In this multitasking spiral, our ability to focus erodes more and more.

To escape from the spiral, we suggest that you cast off the pain and guilt, get rid of unrealistic expectations, and embrace the focus of a single task. Of course, blocking out all interruptions — coming from others or our own distractible brain — is going to be impossible. But we are able to at least begin by monitoring the quality of those interruptions. Make a note as to whether they are truly time-sensitive and important, or if we’re hijacking our own performance by training our brains to distract themselves.

the activity gives us a satisfying sense of “busyness,” until eventually even those minuscule pauses of waiting for a website to load or a computer to boot up becomes unbearable without another activity to fill the time.

As the New Year begins, try short bouts without multitasking.
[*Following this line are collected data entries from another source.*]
PR #227, opened 2023-07-18
Permit B as a bytes unit in compaction_test

blambov:
Fixes test failure for the improved `prettyPrintMemory` in CASSANDRA-18397.


driftx (approved):
+1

You might find you’re like Peter Bregerman at the Harvard Business Review, who went a week without multitasking and found no downside to the endeavor. He reports he made more progress with less stress, and started enjoying more aspects of his life.

Instead of the mythical multitasker, have as your inspiration someone like Isaac Newton, who said that if he had made any discoveries, it was “owing more to patient attention than to any other talent.”

Resolve to single-task more, and enjoy the growth of your own patient attention.